Une fine neige ne cesse de tomber. Avec les cinquante centimètres de l'ancienne, bien gelée, elle tient. Nous montons le pré jusqu'aux pieds de la falaise. La pente est régulière. Arrivée en haut, il suffit d'étaler les toiles cirées de s'y coucher, de la tenir à deux coins. Et c'est parti. Descente vertigineuse. Nous prenons de la vitesse en poussant des cris d'animaux qui n'existent pas. Arrivés en bas de la pente, il faut bloquer avec les talons. Sinon c'est la pente dangereuse devant le chalet. La forêt. C'est absolument génial. Nous nous amusons comme des gosses. Trois premières remontées pénibles dans la neige. Ça glisse. Nous ressemblons à des bonhommes de neige après la quatrième descente. Les mamies et les papys sur le balcon qui applaudissent nos performances. Pour ce premier jour de l'année c'est une activité ludique merveilleuse. À force de descendre, nous avons formé une véritable piste. La neige est damée. À chaque descente, la vitesse est plus grande. Je suis à plat ventre, couchée sur ma nappe, à piloter mon "bolide". Je me ramasse de la neige plein de visage. Elle pénètre par mon écharpe détendue. Comme c'est désagréable !

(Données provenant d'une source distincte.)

PR #101, opened 2019-03-07
Fix node module fixtures

lewish:
Yarn was doing strange things. Go back to NPM which behaves as we want it to (flat node_modules) and a ton of hacks to make it work. This *should* be consistent across platforms/builds.

@BenBirt if you could test this on MacOS, that would be great!

### DIFF
--- a/tools/node_modules.bzl
+++ b/tools/node_modules.bzl
@@ -4,24 +4,44 @@ def _impl(ctx):
     tree = ctx.actions.declare_directory(ctx.attr.name)
     folder_path = tree.path.replace("/node_modules", "")
 
-    # Set a unique yarn cache folder for this rule as sharing a folder between
-    # different calls causes errors.
-    # In the future, we should ideally rm -rf this directory first, or disable yarn cache entirely.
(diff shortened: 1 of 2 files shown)


tools/node_modules.bzl
```diff
@@ -4,24 +4,44 @@ def _impl(ctx):
...
-    # In the future, we should ideally rm -rf this directory first, or disable yarn cache entirely.
-    arguments = ["--cwd", folder_path, "--cache-folder", "/tmp/.yarn-bazel-cache/" + folder_path, "add"]
-
-    # Running with cwd means we need to go back up dirs for paths to resolve.
-    root_path = "/".join([".." for f in folder_path.split("/")])
+    #   NPM refuses to install into node_modules directly as it's a strange
+    #       symlinky virtual file system.
+    #   Similarly, it won't use a cache folder in this directory, so we stage
+    #       things in /tmp folders then copy back across.
+    #   We override the install dirwith --prefix, changing directory
```
BenBirt: "dir with"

Le ciel gris et sombre annonce le crépuscule. Inutile que le jeu devienne dangereux. Nous rentrons. La chaleur de la maison est une bénédiction. Les mamies nous ont préparé des bols de chocolats chauds. Jamais, un chocolat chaud ne m'a paru aussi bon. Je garde les mains sur le bol bouillant pour bien les réchauffer. << Ce soir, gratin de pâtes avec côtes de porc pannées ! Qui qu'en veut ? >> lance papa. Nous levons tous les six la main en criant : << Oui ! Oh oui ! >>. Je me propose pour une salade de carottes. << Pas question ! >> s'écrie la mamie paternelle. Je m'installe dans le fauteuil à bascule en rotin avec mon nouvel I-phone. Malgré les conditions météorologiques, la connexion est parfaite. Ce phénomène est sans doute possible par la présence de l'antenne relai pas très loin. Mon profil Instagram et mon profil Tik Tok pour découvrir les publications de mes contacts. Mon estomac ronronne. J'ai faim. Il est dix neuf heures quand nous dégustons un délicieux gratin de pâtes. Des macaronis recouverts d'une couche de ce succulent gruyère Suisse d'Appenzeller. Mon Dieu, avec les côtelettes de porc pannées, c'est à tomber tellement c'est bon. Une Béchamel bien délayée que j'étale sur le tout. Nous traînons à table. La fatigue nous gagne. Nous n'avons pas notre quota de sommeil. Et en ce que concerne, les folies de l'après-midi m'ont achevé. Dès la vaisselle terminée, vers vingt et une heures, je laisse tout le monde pour monter me coucher. Avec ma bouillotte.